La democracia de hace 20 años ha dado paso a la que tenemos hoy que es muy peligrosa porque se trata de un populismo anárquico e ineficiente que ha sabido envolver y perturbar a una gran parte de la población. El fraude y el monopolio de la justicia hacen imposible que un candidato opositor pueda pensar siquiera en ganar, como ganó S.E. en el 2005, sin que se le extraviara un solo voto y sin que un solo “muerto” fuera a votar en su contra. Eran otros tiempos, ciertamente de dispersión partidaria, de grandes concesiones entre adversarios, pero de mucha mayor pureza y legitimidad democrática.

martes, 30 de mayo de 2017

Olmos escribe con precisión y de un plumazo nos presenta el cuadro político en América Latina, la situación de Venezuela que bien conoce el autor, el final se acerca para Maduro lo mismo que para otros "bolivarianos o chavistas" las riquezas faraónicas que manejó Maduro tendrán que ser explicadas ya desde la cárcel.


Coletazos de la Guerra Fría

La historia reciente dista del final armonioso que predijo Francis Fukuyama cuando hace 25 años escribió su controvertido ensayo: la evolución sociopolítica acabaría con el fin del conflicto este-oeste y el derrumbe de la tesis marxista-leninista que proclamaba la inevitabilidad del triunfo socialista. El fin de la historia y el último hombre predecía la expansión de la democracia como la practican los países donde rige un capitalismo moderno. Los acontecimientos lo desmintieron.

Casi al mismo tiempo estallaba la guerra en Irak y Yugoslavia se desmembraba en seis, reaparecían los conflictos étnicos e insurgía el terrorismo más cruel de la historia reciente. Nunca la escala del terror fue tan alta.

Por la misma época, surgía el Foro de Sao Paulo, convocado por partidos comunistas y alas radicales de América Latina que, al desaparecer del firmamento político el país símbolo de la hoz y el martillo, quedaron sin matriz de referencia. Cuba, la rebelde del continente, quedó menos solitaria. Apoyados en el descontento con las desigualdades económicas congénitas y las políticas pro libre mercado, empezaron a surgir regímenes populistas. Hasta los reveses en Honduras y Paraguay (2009 y 2012), estuvieron cerca de cubrir de rojo-rosado a toda la región, apuntalados por el auge fantástico de los precios de las materias primas. La bonanza se acabó y en el continente emergieron fuerzas de signo distinto. 

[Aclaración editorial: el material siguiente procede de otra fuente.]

PR #4565, opened 2024-12-27
[Monitoring] Make monitoring reference the secondary project

vitorguidi:
Chrome is split in two projects internally, and the current way terraform is organized will create the dashboard in the wrong project.

This PR makes the dashboard reference the secondary project id, thus solving the problem.

Part of #4271

### DIFF
--- a/infra/terraform/monitoring.tf
+++ b/infra/terraform/monitoring.tf
@@ -12,7 +12,14 @@
 # See the License for the specific language governing permissions and
 # limitations under the License.
 
+provider "google" {
+  alias = "monitoring"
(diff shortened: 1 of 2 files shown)


jonathanmetzman (approved):
lgtm

jonathanmetzman:
I think the name secondary_project isn't so great, maybe "display_project" because it's the project where the dashboard is displayed.

vitorguidi:
> I think the name secondary_project isn't so great, maybe "display_project" because it's the project where the dashboard is displayed.

we might want to create more resources in this second project in the future, not only metrics. secondary catches this more general intention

Ahora el péndulo sigue una dirección adversa a los regímenes del socialismo del siglo XXI. Todos, con mayor o menor intensidad, perciben que el final se acerca. La resistencia de Nicolás Maduro en Venezuela se explica en el pánico entre las fuerzas de izquierda en el mundo por su derrumbe y por el temor a una justicia que luce inescapable. Venezuela recibió riquezas faraónicas cuyo destino Maduro deberá explicar. Aún más: al frente lo aguardarían multitudes de juicios por violaciones a los derechos humanos, estos días patentes con la represión militar y policial. 

Después de dos meses con miles de manifestantes en las calles, 60 muertos, 1.500 heridos y cientos de prisioneros, Fukuyama podría comprobar que por lo menos aquella historia socialista llegó a su fin.
Pero el régimen y los que en él se ‘enchufaron’ no lo creen y no dan tregua a la represión. No todos han cerrado los ojos. En las últimas semanas se han distanciado de posiciones de Nicolás Maduro dos magistrados de la Corte Suprema, la fiscal general y algunos de sus exministros. Periodista, exministro y dirigente sindical, Vladimir Villegas ha sido el más reciente en cuadrarse con la Constitución que Maduro quiere cambiar.